#### MATERIAL SUPPLIED
PR #7371, opened 2026-06-26
JS-1928 Fix S2871 FP on sort normalization comparisons

francois-mora-sonarsource:
## Summary
- narrow S2871 so sort-based normalization comparisons are ignored only for supported safe patterns
- cover the new S2871 cases with additional unit tests, including helper-based comparisons, string join serialization, and escaped normalizer references
- move the string-join helper to module scope to satisfy Sonar

## Validation
- `npx tsx --tsconfig packages/tsconfig.test.json --test packages/analysis/src/jsts/rules/S2871/unit.test.ts`
- `npm run bridge:build:fast`


erwan-leforestier-sonarsource (commented):
`packages/analysis/src/jsts/rules/S2871/false-positives/compared-normalizer.ts` lines 122–137

`isUsedOnlyInJsonStringifyComparisons` only checks where the helper is **called** (are all reads inside `JSON.stringify()` comparisons?), not what the helper body actually does. A helper like:

```js
function normalize(arr) {
  if (arr.length > 2) return arr.sort();
  return arr;
}
JSON.stringify(normalize(a)) === JSON.stringify(normalize(b))
```

passes the call-site check — both reads are inside a `JSON.stringify()` equality — so the `.sort()` is silenced. But this helper is not a symmetric canonicalizer: when `a.length <= 2` and `b.length > 2`, one side is sorted and the other isn't. That is exactly the asymmetric-sort case S2871 is meant to catch.

Should the exemption also verify that the helper body always, unconditionally returns the sort result (e.g. single-expression body, or a single `return arr.sort()` with no other return path)?

erwan-leforestier-sonarsource (commented):
`packages/analysis/src/jsts/rules/S2871/false-positives/compared-normalizer.ts` lines 106–117

`getLocalFunctionVariable` correctly rejects `export function normalize()` because a `FunctionDeclaration`'s direct parent is `ExportNamedDeclaration`. But for `export const normalize = (arr) => arr.sort()` the `ArrowFunctionExpression`'s direct parent is `VariableDeclarator`, not the export node — so the guard on line 107 never fires and the function is treated as local.

If that exported arrow has at least one read inside a `JSON.stringify()` equality, `isUsedOnlyInJsonStringifyComparisons` returns `true` and its sort is silently suppressed — even though the function is exported and could be imported by another file for actual ordering.

The fix is to walk up one more level: when the parent is `VariableDeclarator`, also check whether its `VariableDeclaration` sits inside an `ExportNamedDeclaration`.

erwan-leforestier-sonarsource (commented):
`packages/analysis/src/jsts/rules/S2871/false-positives/compared-normalizer.ts` lines 106–117

`getLocalFunctionVariable` correctly rejects `export function normalize()` — a `FunctionDeclaration`'s direct parent is `ExportNamedDeclaration`, so the guard on line 107 fires. But for an exported arrow function the AST is different:

```
ExportNamedDeclaration
  └── VariableDeclaration
        └── VariableDeclarator   ← direct parent of the arrow
              └── ArrowFunctionExpression
```

The guard only looks one level up (to `VariableDeclarator`), misses the export, and treats the function as file-private. So this case is incorrectly suppressed:

```js
// file-a.ts
export const normalize = (arr: number[]) => arr.sort();
JSON.stringify(normalize(a)) === JSON.stringify(normalize(b))  // only local read → suppressed

// file-b.ts
import { normalize } from './file-a';
const sorted = normalize([3, 1, 2]);  // actual ordering use — S2871 should have fired
```

The fix is to also walk up from `VariableDeclarator` → `VariableDeclaration` and return `null` if that sits inside an `ExportNamedDeclaration`.

erwan-leforestier-sonarsource (commented):
`packages/analysis/src/jsts/rules/S2871/unit.test.ts` lines 541–583

The `invalid` section covers exported `function` declarations:

```js
// already tested — correctly reported
export function normalize(arr) { return arr.sort(); }
JSON.stringify(normalize(a)) === JSON.stringify(normalize(b))
```

But there is no equivalent test for the exported arrow form:

```js
// missing — should be reported, but currently suppressed
export const normalize = (arr: number[]) => arr.sort();
JSON.stringify(normalize(a)) === JSON.stringify(normalize(b))
```

Adding this to the `invalid` section would document the expected behavior and guard against regressions in the export-detection logic.

francois-mora-sonarsource:
@erwan-leforestier-sonarsource thanks, I tightened the suppression boundaries along the lines you pointed out:

- For the conditional-return normalizer case, the compared-normalizer escape is now intentionally limited to trivial one-parameter wrappers: either an expression-bodied arrow returning the reported sort call directly, or a block body with exactly one `return <reported sort call>;`. Helpers with branches such as `if (...) return arr.sort(); return arr;` now keep the S2871 issue. This is covered by invalid tests for multi-return normalizers and derived sort results in `7b1728f33`.

- For `export const normalize = (...) => ...`, the local-function lookup now checks the `VariableDeclarator -> VariableDeclaration -> ExportNamedDeclaration` parent chain, so exported arrow/function-expression normalizers are not treated as local. The missing exported-arrow cases are covered for both `sort()` and `toSorted()` in the invalid tests; the export detection fix is in `a36cf48d5`.

- I also made the join-based normalization escape more conservative in `893c31d46`: it now only suppresses for `number[]` / `bigint[]` receivers with a safe non-empty punctuation-style separator. `string[]`, `join('')`, and numeric-looking separators remain reported.

francois-mora-sonarsource:
Replying to https://github.com/SonarSource/SonarJS/pull/7371#pullrequestreview-4601328043

Good point. I narrowed this escape so we no longer suppress helpers with conditional or multiple return paths.

The compared-normalizer is now accepted only when the helper is a trivial one-parameter wrapper around the reported sort call: either an expression-bodied arrow, or a block body with exactly one `return <reported sort call>;`. So a helper like:

```js
function normalize(arr) {
  if (arr.length > 2) return arr.sort();
  return arr;
}
```

continues to raise S2871. This is covered by the new invalid tests for multi-return normalizers and derived sort results in `7b1728f33`.

francois-mora-sonarsource:
Replying to https://github.com/SonarSource/SonarJS/pull/7371#pullrequestreview-4601469182

Fixed. `getLocalFunctionVariable` now handles the `export const normalize = (...) => ...` shape by walking from the `VariableDeclarator` to its `VariableDeclaration`, then rejecting the helper when that declaration is inside an `ExportNamedDeclaration` or `ExportDefaultDeclaration`.

That means exported arrow/function-expression normalizers are no longer treated as local, so their comparator-less `sort()` / `toSorted()` calls keep reporting even if there is also a local `JSON.stringify(normalize(a)) === JSON.stringify(normalize(b))` comparison.

Implemented in `a36cf48d5` and covered by exported-arrow invalid tests.

francois-mora-sonarsource:
Replying to https://github.com/SonarSource/SonarJS/pull/7371#pullrequestreview-4601476178

Yes, this AST shape was the missing case. The implementation now explicitly checks:

```text
ArrowFunctionExpression -> VariableDeclarator -> VariableDeclaration -> ExportNamedDeclaration
```

and returns `null` for the helper variable when the variable declaration is exported. So the example with `export const normalize = (arr: number[]) => arr.sort()` is no longer suppressed; S2871 is raised because the helper can be consumed from another file where ordering matters.

This is in `a36cf48d5`.

francois-mora-sonarsource:
Replying to https://github.com/SonarSource/SonarJS/pull/7371#pullrequestreview-4601731972

Added the missing exported-arrow regression coverage.

The invalid tests now include exported arrow normalizers for both families:

```ts
export const normalize = (value: string[]): string[] => value.sort();
```

and

```ts
export const normalize = (value: string[]): string[] => value.toSorted();
```

Both continue to report S2871 even when used locally in the `JSON.stringify(normalize(before)) !== JSON.stringify(normalize(after))` comparison. The tests landed with the export-detection fix in `a36cf48d5`, with the later stricter compared-normalizer boundary in `7b1728f33` still preserving those cases.

erwan-leforestier-sonarsource (approved):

#### EXERCISE
The answer must consist of every line in the records above that contains the word "even".

#### YOUR SOLUTION
If that exported arrow has at least one read inside a `JSON.stringify()` equality, `isUsedOnlyInJsonStringifyComparisons` returns `true` and its sort is silently suppressed — even though the function is exported and could be imported by another file for actual ordering.
That means exported arrow/function-expression normalizers are no longer treated as local, so their comparator-less `sort()` / `toSorted()` calls keep reporting even if there is also a local `JSON.stringify(normalize(a)) === JSON.stringify(normalize(b))` comparison.
Both continue to report S2871 even when used locally in the `JSON.stringify(normalize(before)) !== JSON.stringify(normalize(after))` comparison. The tests landed with the export-detection fix in `a36cf48d5`, with the later stricter compared-normalizer boundary in `7b1728f33` still preserving those cases.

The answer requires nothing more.